COTA is not so dependent on fare revenue as some agencies in other states. According to an agency financial report, passenger fares accounted for just 10.2% of total revenue in 2019. Sales tax receipts made up nearly 73% of revenue that year, with federal capital grants accounting for 13.4%. Fares made up an even lower share of total revenue in 2020 because of a sharp drop in fare revenue due to the pandemic.

Agency Drops Existing App
COTA confirmed to Mobility Payments that the agency spent around $1.5 million to implement the Masabi system, most of it paid for with grant funds. The cost was mainly for validators for all of the agency’s 321 fixed-route buses, including for the hardware, installation and training.

Masabi also charges monthly fees for agencies to plug into its Justride platform. According to the spokesman, for this implementation, Masabi is charging a 2% transaction fee, plus 1% of stored value loads used for transactions. In addition, COTA will pay fixed fees of $3,320 per month for validator licenses and $3,650/month for hardware maintenance. That does not include processing and interchange fees when customers use bank cards to charge their ticket purchases.

COTA sells its mobile tickets through the trip-planning Transit app, which connects to Masabi’s ticketing and payments platform through an SDK.

Customers would register their accounts in the Transit app. For customers without smartphones or who don’t want to use them for transit, COTA will issue contactless closed-loop smart cards at its main transit center. Customers can register their accounts there, along with a credit card or bank account for reloads, though they could use cash for the card reloads at retail outlets, if they prefer.

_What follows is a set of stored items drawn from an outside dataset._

PR #2341, opened 2021-05-12
fix(reset): Refine reset for Legend and provide css classNames for downstream extension as-needed

lukelooker:


mdodgelooker (approved):
I like it!

PR #2348, opened 2021-05-12
feat(Aside): standardized width size

laraharrow:
- [ ] 📚 Documentation updated
- [ ] 👾 Browsers tested
  - [ ] Chrome
  - [ ] Firefox
  - [ ] Safari
  - [ ] IE11


lukelooker (changes requested):
Need to add `AsideSizes` to the sizes supported by `Drawer` so that folks can move between the two seamlessly then this is totally good to go!

packages/components/src/Drawer/DrawerSurface.tsx
```diff
@@ -75,6 +76,7 @@ export const DrawerSurface = styled(SurfaceBase).attrs<DrawerSurfaceProps>(
 
   ${placement}
   ${dialogWidth}
+  ${asideWidth}
```
lukelooker, line 79: This will output `width` twice in the CSS.

There should be a new `drawerWidth` function that combines the two Ramps and then allows a single use here.

lukelooker (changes requested):
Seeing some test failures and the `DrawerWidth` is going to need to be an extension of `DialogWidth` so there's only a single helper in the CSS block.

packages/components/src/Drawer/DrawerSurface.tsx
```diff
@@ -43,7 +44,7 @@ export interface DrawerSurfaceProps {
    * the specified width or the viewport width.
    * @default 'medium'
    */
-  width?: ResponsiveValue<DialogSizeRamp | string>
+  width?: ResponsiveValue<DialogSizeRamp | AsideSizeRamp | string>
```
mdodgelooker, line 47: If you make this a new type...
```
export type DrawerWidth = ResponsiveValue<DialogSizeRamp | AsideSizeRamp | string>
...
width?: DrawerWidth
```
You can then add it to `UseDialogPropsInternal` in `useDialog.tsx`:
```
export interface UseDialogPropsInternal
  extends Omit<UseDialogProps, 'placement' | 'width'> {
  placement?: DialogPlacements | DrawerPlacements
  width?: DialogWidth | DrawerWidth
}
```

packages/components/src/Dialog/DialogSurface.tsx
```diff
@@ -63,7 +64,7 @@ export interface DialogSurfaceProps {
    * Explicitly specifying a width will set the Surface to be the lesser of
    * the specified width or the viewport width.
    */
-  width?: DialogWidth
+  width?: DrawerWidth
```
lukelooker, line 67: ?

```suggestion
  width?: DialogWidth
```

packages/components/src/Drawer/DrawerSurface.tsx
```diff
@@ -43,7 +47,7 @@ export interface DrawerSurfaceProps {
    * the specified width or the viewport width.
    * @default 'medium'
    */
-  width?: ResponsiveValue<DialogSizeRamp | string>
+  width?: DrawerWidth
```
lukelooker, line 50: This needs to support `string` still as folks may want to use "off standard" sizes:

```suggestion
  width?: DrawerWidth | string
```

Also removing `ResponsiveValue` will act as a breaking change for anybody using that so we need to put it back so as not to break folks who might be using responsive drawer sizes (not sure if anyone is but it's hard to know for sure since extension developers use stuff in new ways).

packages/components/src/Dialog/DialogSurface.tsx
```diff
@@ -28,7 +28,8 @@ import styled, { css } from 'styled-components'
 import { height, ResponsiveValue } from 'styled-system'
 import { theme } from '@looker/design-tokens'
 import { SurfaceBase, surfaceTransition } from '../Dialog/SurfaceBase'
-import { dialogWidth, DialogWidth } from './dialogWidth'
+import { DrawerWidth } from '../Drawer/DrawerSurface'
```
lukelooker, line 31: I'm thinking the `DrawerWidth` shouldn't be pulled into `DialogSurface`?

lukelooker (changes requested):
Appears that sine `Drawer` stuff snuck in `Dialog` and I see one spot where a change to `width` on `Drawer` could/would be a breaking change for folks.

laraharrow:
Hey Luke, I'm not sure I follow your suggestions here. I was getting errors by using `DialogWidth` within `Drawer` and `Dialog ` so to fix it I updated that value to include the new `Aside` values. Nothings should have changed to `Dialog` as we still support all the value expected by it. I just added the values that `Aside` is adding. I was a bit skeptical of adding `DrawerWidth` inside `DialogSurface` but it seemed to be needed to avoid a bug since `Drawer` is actually using `Dialog` underneath.

packages/components/src/Dialog/DialogSurface.tsx
lukelooker: `DialogDrawerWidth`

lukelooker (approved):
Ship it! :)

PR #2354, opened 2021-05-13
fix(Tree): Added explicit role="none" to nested TreeItem in Tree

ElliotTheHuman:

- [ ] 📚 Documentation updated
- [ ] 👾 Browsers tested
  - [ ] Chrome
  - [ ] Firefox
  - [ ] Safari
  - [ ] IE11


packages/components/src/Tree/Tree.tsx
```diff
@@ -136,6 +137,8 @@ const TreeLayout: FC<TreeProps> = ({
       disabled={disabled}
       icon={icon}
       truncate={truncate}
+      itemRole={treeItemInnerRole}
```
ElliotTheHuman, line 140: There really isn't a reason this inner `TreeItem` should ever be a `button`, so setting `itemRole="none"` made sense to give people room to put focusable elements like buttons / links inside the disclosure.

packages/components/src/Tree/TreeItem.test.tsx
```diff
@@ -82,6 +82,9 @@ describe('TreeItem', () => {
   })
 
   test('Triggers onClickWhitespace when indent padding is clicked, itemRole = "none", and labelBackgroundOnly = true', () => {
+    // eslint-disable-next-line no-console
+    console.warn = jest.fn()
```
ElliotTheHuman, line 86: Normally we shouldn't be using `labelBackgroundOnly` and an `onClick`, but I have both on this test to track whether whitespace clicks trigger the `onClick`.

lukelooker (approved):
LGTM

Masabi won the contract from the agency last year, when COTA decided to replace its COTA Connector mobile app provided by U.S.-based Genfare. The agency had only launched COTA Connector in October 2019. The service also enables users to load cash and had earlier allowed them to load passes. They can scan a QR code in the app or use a card on validators. Only 3% to 4% of rides were paid for with the app during a typical month, according to COTA.

“This was to help our customers who did not carry cash but the technology did not advance to offer fare capping or a robust retail network to load funds,” the spokesman said of COTA Connector, which is being phased out.

He noted that Masabi won the bid in part because it “had the best plan for COTA. They have a well-established retail point of sale infrastructure and a good partnership with Transit, which is a popular trip planning app in our region. It has been a good working relationship.”

With the new service, customers can reload at more than 350 retail locations in Columbus and the surrounding county, including some convenience stores and retail pharmacies. They access their accounts with barcodes either in their phones or contactless cards. The retail cash points are operated by fintechs T-Cetra and InComm Payments. Masabi links its platform to these networks, and the transit agency pays a commission of around 3.5% of the amount loaded.

No Definite Goal to Eliminate Cash?
COTA said it considered starting out with visual inspection of tickets in the mobile app, like most Masabi clients do, but decided to launch with full account-based ticketing and validators when the technology was ready and fully installed. Only a handful of Masabi’s more than 100 agency clients for its SaaS ticketing service are using full account-based ticketing.

One of them is another transit agency in Ohio, the Greater Dayton RTA, which as Mobility Payments reported this week, used the fare-capping feature and retail cash reload points to help it accomplish its goal of eliminating cash acceptance on board its buses and trolleybuses on Monday.

This made Dayton RTA one of the few agencies in the U.S. to eradicate cash from its vehicles. Unlike Dayton RTA, COTA does not appear to have a definite goal to eliminate cash acceptance, which still accounts for 35% to 40% of rides on its buses, the COTA spokesman said.

“Ultimately, we plan to move cash off board completely, but that will depend on how quickly our customers adopt the new system,” he said.